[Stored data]
= = = = = = =

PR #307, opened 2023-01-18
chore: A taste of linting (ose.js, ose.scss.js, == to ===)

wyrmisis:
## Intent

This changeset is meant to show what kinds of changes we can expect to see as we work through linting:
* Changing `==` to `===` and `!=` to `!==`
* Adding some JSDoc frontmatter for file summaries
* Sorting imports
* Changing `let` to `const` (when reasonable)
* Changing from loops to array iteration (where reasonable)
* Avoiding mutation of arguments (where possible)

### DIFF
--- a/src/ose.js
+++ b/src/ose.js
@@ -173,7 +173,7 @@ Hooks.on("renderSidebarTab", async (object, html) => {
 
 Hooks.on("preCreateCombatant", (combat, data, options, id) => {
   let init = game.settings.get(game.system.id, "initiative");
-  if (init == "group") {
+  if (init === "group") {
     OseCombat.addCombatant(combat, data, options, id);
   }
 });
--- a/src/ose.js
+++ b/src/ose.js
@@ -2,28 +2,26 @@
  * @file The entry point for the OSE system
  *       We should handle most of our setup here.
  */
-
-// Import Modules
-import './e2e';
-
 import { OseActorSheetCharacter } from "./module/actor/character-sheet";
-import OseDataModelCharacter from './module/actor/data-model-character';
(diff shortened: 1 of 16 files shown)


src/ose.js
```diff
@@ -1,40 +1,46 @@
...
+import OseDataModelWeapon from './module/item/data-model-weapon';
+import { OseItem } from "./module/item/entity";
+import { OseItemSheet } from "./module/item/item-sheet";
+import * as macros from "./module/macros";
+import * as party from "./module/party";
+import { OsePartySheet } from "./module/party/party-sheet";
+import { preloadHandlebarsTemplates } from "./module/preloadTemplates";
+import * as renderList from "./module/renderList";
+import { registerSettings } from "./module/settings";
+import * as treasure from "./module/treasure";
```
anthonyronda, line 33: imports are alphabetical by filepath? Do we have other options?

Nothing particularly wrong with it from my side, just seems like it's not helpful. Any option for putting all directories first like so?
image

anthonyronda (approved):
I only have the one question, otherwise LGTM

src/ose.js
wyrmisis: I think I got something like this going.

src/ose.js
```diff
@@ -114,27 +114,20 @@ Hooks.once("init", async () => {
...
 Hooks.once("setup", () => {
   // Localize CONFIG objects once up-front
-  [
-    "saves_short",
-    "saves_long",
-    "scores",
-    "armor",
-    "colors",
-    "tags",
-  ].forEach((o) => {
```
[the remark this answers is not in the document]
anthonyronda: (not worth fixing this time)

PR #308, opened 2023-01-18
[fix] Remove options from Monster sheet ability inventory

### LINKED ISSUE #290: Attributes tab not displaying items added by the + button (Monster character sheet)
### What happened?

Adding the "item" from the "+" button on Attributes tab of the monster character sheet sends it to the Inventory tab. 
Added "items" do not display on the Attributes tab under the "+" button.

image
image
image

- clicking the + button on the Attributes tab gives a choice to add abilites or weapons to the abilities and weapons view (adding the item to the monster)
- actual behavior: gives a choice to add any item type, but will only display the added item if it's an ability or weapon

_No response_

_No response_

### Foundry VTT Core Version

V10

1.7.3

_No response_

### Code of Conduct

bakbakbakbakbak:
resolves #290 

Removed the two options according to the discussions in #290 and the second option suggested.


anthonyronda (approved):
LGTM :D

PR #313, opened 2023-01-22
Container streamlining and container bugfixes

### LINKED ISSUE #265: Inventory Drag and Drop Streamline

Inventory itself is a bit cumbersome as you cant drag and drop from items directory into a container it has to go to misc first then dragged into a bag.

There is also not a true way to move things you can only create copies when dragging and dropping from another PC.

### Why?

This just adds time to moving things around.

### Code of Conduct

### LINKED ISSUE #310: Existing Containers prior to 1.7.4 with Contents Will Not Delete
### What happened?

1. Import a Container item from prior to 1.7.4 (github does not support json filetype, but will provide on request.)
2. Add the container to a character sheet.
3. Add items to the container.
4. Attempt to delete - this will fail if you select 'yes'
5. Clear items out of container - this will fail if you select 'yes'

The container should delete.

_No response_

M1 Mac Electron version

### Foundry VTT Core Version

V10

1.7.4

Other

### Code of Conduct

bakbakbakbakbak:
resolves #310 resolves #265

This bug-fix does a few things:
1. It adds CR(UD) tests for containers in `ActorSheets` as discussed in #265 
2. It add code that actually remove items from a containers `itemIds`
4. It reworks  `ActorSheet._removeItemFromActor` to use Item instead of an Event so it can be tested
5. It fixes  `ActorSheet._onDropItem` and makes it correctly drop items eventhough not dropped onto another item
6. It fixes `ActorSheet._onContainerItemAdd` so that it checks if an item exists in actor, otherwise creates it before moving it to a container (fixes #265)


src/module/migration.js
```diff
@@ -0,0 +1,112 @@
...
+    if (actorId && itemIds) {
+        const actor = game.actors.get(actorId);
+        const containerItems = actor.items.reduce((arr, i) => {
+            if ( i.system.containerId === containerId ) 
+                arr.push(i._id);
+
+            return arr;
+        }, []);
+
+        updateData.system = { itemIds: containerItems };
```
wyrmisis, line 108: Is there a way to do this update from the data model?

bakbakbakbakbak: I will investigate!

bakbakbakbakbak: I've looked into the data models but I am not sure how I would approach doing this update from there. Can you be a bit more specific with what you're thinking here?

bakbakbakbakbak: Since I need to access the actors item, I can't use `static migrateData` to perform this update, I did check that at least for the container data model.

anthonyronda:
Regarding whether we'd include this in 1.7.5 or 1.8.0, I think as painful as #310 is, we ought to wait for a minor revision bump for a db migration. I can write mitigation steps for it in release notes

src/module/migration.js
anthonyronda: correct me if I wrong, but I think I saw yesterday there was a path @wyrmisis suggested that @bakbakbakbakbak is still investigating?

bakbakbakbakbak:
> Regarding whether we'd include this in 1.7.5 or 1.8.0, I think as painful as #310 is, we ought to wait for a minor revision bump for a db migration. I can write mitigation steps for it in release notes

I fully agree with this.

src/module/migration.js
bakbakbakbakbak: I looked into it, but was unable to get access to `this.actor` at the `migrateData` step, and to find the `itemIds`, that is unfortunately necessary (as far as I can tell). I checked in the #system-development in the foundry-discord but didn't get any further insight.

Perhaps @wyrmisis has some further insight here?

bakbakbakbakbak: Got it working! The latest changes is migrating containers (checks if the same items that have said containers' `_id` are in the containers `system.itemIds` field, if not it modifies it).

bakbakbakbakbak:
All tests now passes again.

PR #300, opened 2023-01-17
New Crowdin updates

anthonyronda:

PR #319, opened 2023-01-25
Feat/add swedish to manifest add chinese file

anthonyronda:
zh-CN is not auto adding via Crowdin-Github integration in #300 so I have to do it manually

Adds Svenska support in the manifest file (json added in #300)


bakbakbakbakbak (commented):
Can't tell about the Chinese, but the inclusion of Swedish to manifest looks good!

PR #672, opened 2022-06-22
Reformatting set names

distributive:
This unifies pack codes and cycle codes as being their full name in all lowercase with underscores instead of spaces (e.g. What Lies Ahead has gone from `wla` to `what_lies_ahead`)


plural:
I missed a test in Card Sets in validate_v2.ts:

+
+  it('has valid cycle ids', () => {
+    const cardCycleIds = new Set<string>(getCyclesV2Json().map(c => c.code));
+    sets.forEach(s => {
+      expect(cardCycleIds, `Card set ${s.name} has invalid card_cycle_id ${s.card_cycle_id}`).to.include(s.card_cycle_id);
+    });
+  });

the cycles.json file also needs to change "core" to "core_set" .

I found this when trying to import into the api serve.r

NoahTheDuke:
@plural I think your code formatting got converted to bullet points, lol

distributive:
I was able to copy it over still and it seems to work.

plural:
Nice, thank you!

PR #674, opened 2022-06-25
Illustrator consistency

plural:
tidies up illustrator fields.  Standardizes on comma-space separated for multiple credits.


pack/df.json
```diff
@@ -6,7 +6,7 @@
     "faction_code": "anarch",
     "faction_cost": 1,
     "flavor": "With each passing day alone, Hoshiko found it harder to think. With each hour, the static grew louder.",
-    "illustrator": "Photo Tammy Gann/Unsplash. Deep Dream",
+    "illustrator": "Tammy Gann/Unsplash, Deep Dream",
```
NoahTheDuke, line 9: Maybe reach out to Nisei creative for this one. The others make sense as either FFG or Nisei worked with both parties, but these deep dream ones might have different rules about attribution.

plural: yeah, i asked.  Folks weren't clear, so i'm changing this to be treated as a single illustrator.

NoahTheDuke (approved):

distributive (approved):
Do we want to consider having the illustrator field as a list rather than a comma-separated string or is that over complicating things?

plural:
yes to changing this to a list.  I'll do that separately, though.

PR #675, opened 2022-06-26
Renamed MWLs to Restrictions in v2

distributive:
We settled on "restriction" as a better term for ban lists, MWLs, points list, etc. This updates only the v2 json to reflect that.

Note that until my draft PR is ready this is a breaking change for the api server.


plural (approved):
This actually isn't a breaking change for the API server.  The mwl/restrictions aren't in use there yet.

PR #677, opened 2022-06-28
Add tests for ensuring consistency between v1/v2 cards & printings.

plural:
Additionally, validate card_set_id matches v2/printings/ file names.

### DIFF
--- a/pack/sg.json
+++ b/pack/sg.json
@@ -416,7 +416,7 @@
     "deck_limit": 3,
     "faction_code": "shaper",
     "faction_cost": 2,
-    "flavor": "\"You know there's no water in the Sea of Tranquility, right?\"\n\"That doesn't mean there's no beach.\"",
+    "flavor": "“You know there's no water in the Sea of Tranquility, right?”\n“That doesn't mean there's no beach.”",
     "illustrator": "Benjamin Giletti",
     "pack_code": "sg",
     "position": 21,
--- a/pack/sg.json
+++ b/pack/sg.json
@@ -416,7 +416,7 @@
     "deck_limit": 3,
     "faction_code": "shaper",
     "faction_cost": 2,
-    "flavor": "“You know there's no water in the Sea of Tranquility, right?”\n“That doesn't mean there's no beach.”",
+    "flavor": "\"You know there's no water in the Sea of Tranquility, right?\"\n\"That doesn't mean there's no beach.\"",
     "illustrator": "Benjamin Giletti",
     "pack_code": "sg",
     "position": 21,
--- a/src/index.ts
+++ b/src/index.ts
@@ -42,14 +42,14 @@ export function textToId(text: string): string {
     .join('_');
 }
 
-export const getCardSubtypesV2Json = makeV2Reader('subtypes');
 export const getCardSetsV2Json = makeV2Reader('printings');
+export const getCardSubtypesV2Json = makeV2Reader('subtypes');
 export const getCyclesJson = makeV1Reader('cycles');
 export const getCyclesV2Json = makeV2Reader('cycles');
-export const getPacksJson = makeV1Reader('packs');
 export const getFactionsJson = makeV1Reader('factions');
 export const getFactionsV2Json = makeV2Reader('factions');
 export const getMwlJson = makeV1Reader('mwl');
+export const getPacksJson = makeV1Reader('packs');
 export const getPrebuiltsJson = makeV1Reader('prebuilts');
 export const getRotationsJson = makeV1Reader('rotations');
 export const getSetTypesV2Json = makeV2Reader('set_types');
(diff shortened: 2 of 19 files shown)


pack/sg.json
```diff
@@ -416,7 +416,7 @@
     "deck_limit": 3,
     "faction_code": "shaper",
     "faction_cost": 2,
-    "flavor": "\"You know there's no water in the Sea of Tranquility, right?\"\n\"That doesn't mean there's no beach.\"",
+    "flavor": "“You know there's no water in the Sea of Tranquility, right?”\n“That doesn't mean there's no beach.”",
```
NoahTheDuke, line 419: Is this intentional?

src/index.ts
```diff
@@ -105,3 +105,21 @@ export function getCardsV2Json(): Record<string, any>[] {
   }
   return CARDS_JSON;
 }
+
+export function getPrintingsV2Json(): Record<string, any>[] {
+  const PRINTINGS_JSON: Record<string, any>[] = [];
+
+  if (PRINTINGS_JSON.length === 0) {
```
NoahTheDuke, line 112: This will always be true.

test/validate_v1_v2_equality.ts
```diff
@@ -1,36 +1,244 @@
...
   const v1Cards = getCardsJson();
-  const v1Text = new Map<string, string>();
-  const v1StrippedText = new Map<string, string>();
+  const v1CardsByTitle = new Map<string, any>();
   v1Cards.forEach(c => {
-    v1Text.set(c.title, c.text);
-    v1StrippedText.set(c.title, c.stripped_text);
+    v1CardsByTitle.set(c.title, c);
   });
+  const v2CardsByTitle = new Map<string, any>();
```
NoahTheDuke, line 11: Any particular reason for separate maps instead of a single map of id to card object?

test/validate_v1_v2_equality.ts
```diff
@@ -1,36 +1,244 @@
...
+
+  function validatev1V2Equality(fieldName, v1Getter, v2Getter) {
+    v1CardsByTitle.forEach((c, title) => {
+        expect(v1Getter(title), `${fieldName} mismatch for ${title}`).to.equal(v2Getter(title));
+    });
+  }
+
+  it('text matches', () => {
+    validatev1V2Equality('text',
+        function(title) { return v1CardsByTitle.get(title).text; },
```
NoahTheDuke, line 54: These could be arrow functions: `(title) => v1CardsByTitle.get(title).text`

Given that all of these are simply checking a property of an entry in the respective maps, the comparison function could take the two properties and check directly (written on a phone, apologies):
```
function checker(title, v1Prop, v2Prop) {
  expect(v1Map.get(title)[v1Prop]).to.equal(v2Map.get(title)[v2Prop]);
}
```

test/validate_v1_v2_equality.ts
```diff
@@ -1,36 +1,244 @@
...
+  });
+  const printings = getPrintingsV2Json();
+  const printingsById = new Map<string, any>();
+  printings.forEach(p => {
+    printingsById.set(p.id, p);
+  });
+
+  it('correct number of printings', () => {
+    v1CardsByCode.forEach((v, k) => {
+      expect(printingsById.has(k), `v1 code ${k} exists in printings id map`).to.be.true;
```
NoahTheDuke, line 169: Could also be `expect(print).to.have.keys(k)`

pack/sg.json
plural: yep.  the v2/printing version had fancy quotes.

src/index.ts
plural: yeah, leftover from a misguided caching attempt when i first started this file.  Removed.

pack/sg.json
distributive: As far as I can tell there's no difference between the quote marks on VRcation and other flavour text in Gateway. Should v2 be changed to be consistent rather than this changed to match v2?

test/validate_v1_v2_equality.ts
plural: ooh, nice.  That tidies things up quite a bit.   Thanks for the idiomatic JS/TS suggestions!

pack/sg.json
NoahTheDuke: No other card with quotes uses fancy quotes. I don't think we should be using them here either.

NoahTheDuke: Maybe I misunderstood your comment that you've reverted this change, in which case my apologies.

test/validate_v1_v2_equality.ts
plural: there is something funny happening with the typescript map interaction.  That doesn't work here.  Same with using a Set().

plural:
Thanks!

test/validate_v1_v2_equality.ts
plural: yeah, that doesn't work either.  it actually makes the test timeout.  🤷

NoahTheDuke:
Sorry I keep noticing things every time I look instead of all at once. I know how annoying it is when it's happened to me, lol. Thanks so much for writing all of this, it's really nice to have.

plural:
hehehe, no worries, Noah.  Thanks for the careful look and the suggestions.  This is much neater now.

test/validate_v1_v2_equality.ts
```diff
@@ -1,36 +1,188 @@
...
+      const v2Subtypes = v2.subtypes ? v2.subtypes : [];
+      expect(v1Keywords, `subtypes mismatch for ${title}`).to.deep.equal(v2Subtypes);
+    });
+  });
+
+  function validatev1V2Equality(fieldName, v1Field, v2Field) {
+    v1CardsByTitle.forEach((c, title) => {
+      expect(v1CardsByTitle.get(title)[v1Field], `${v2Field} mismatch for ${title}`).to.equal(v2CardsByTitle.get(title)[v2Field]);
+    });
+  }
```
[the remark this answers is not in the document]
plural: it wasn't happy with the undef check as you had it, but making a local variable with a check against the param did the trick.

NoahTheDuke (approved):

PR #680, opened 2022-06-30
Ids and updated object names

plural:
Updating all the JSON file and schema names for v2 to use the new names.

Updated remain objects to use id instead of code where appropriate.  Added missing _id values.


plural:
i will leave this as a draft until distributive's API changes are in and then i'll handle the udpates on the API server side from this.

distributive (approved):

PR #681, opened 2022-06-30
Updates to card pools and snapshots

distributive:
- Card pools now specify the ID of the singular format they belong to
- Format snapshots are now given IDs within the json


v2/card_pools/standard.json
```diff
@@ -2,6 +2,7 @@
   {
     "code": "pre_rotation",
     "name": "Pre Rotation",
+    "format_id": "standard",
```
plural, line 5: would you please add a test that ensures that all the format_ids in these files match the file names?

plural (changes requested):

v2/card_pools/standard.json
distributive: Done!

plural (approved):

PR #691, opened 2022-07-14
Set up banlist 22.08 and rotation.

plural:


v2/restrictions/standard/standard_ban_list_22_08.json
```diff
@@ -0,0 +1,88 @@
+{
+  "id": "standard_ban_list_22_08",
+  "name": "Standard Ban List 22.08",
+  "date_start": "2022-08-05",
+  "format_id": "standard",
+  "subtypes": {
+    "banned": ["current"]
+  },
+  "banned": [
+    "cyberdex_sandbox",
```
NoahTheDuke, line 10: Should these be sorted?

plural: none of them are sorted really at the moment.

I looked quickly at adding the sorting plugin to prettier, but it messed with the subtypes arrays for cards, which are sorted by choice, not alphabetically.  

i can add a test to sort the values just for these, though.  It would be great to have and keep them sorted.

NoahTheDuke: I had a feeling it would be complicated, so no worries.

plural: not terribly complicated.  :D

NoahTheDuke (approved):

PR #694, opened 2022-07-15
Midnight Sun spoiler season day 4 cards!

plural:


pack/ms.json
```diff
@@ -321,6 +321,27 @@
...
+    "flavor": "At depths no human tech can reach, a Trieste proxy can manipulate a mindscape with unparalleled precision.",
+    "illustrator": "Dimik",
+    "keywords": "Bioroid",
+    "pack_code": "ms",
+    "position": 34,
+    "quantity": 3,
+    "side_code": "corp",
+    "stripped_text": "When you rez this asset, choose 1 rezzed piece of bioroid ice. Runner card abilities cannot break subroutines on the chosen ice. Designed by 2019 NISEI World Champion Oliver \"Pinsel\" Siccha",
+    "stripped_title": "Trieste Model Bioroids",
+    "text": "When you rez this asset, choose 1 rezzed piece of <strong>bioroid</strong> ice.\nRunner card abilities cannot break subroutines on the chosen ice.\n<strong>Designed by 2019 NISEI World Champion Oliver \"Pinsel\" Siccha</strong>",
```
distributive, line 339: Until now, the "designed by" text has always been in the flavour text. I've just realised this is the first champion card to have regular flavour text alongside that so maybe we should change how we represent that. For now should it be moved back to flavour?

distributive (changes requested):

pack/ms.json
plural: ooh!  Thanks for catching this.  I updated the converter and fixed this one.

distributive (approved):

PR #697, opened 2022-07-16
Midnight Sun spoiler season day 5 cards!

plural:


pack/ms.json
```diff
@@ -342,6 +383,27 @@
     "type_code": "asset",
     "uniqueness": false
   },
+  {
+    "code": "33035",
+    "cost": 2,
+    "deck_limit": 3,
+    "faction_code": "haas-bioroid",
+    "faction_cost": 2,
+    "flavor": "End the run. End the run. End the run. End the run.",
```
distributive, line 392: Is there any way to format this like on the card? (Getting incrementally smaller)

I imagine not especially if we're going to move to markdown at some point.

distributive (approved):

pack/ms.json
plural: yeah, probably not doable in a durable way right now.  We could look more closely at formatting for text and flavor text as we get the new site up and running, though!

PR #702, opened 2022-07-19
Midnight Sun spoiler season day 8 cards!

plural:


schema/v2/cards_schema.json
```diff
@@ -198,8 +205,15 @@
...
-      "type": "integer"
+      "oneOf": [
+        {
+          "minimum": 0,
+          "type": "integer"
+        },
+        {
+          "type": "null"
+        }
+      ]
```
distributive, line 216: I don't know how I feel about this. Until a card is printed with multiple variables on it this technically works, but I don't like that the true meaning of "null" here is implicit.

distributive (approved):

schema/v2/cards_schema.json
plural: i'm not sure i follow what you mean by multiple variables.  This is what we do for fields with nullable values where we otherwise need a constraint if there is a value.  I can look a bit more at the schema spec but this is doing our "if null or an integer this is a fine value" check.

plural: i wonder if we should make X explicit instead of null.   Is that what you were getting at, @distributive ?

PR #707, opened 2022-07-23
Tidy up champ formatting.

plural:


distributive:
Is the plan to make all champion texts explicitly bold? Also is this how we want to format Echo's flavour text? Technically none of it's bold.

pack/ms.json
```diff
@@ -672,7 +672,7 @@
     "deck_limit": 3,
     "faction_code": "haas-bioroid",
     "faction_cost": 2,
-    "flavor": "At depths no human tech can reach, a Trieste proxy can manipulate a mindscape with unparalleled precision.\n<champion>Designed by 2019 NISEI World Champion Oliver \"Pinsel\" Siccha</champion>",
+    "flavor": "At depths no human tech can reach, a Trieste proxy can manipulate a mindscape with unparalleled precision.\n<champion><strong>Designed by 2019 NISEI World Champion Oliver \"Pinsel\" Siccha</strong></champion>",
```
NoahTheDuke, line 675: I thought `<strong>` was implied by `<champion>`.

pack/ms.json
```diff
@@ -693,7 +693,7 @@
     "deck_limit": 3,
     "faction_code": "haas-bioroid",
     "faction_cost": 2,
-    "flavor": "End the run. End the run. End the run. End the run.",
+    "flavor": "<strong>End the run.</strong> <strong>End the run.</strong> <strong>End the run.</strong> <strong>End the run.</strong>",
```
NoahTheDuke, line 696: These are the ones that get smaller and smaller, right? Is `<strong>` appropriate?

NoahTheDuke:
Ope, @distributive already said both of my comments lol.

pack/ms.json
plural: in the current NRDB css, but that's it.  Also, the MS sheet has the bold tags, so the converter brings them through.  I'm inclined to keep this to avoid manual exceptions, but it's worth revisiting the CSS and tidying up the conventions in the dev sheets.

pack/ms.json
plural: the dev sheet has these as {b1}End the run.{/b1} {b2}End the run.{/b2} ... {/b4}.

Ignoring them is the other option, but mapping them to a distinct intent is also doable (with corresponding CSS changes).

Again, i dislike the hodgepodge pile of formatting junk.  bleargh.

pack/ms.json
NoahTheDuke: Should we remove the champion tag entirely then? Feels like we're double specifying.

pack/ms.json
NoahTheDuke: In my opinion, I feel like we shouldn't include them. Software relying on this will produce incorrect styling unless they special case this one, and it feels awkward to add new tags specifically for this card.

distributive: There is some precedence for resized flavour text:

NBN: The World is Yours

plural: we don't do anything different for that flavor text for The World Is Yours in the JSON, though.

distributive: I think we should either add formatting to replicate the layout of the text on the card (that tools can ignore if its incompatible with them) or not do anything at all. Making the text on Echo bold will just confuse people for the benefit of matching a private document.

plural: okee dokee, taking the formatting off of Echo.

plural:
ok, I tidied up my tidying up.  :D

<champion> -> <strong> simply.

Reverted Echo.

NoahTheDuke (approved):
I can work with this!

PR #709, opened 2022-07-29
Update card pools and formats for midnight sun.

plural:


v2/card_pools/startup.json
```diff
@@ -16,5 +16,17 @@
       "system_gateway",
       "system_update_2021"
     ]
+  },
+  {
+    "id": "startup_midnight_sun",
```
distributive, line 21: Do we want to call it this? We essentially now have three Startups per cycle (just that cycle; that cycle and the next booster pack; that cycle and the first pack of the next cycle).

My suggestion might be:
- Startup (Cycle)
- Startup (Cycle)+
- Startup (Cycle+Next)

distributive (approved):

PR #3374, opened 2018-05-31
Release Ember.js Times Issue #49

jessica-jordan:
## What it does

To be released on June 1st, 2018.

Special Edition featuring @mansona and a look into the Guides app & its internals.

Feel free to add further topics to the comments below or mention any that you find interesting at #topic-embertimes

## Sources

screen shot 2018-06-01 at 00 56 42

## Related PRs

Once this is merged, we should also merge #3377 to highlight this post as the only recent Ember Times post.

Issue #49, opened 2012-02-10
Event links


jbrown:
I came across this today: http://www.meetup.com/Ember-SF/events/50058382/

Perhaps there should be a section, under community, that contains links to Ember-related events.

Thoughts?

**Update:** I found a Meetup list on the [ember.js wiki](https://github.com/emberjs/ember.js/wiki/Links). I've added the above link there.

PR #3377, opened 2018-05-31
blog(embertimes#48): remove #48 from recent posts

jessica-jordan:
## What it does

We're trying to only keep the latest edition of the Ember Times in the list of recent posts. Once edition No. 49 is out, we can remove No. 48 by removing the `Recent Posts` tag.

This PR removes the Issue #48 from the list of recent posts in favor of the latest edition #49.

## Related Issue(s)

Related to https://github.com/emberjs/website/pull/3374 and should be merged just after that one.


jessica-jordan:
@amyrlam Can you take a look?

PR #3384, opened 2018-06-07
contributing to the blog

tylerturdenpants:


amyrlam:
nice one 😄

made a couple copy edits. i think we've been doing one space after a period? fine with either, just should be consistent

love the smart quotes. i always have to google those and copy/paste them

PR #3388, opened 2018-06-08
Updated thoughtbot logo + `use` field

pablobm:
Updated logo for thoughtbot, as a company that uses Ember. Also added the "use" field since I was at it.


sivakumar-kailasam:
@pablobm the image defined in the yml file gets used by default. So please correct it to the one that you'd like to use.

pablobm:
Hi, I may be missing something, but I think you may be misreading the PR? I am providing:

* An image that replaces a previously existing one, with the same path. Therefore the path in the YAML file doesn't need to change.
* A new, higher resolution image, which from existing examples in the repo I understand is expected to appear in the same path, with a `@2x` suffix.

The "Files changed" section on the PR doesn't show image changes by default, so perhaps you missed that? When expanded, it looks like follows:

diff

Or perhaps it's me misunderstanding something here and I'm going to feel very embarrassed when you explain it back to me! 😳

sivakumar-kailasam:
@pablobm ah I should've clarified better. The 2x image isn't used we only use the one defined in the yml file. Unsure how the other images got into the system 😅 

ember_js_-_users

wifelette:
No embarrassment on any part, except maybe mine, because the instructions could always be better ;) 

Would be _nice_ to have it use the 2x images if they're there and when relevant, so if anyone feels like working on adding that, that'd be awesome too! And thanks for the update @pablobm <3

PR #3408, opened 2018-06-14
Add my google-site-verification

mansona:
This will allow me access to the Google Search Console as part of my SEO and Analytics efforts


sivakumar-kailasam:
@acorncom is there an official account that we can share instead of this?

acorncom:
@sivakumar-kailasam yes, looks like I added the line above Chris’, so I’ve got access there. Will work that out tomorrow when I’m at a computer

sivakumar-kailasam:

= = = = = = =

= THE PROBLEM =
Only the lines from the one containing "Add my google-site-verification" through the end of the records above belong in the answer, each exactly as written.

= YOUR RESPONSE =
Add my google-site-verification

mansona:
This will allow me access to the Google Search Console as part of my SEO and Analytics efforts


sivakumar-kailasam:
@acorncom is there an official account that we can share instead of this?

acorncom:
@sivakumar-kailasam yes, looks like I added the line above Chris’, so I’ve got access there. Will work that out tomorrow when I’m at a computer

sivakumar-kailasam:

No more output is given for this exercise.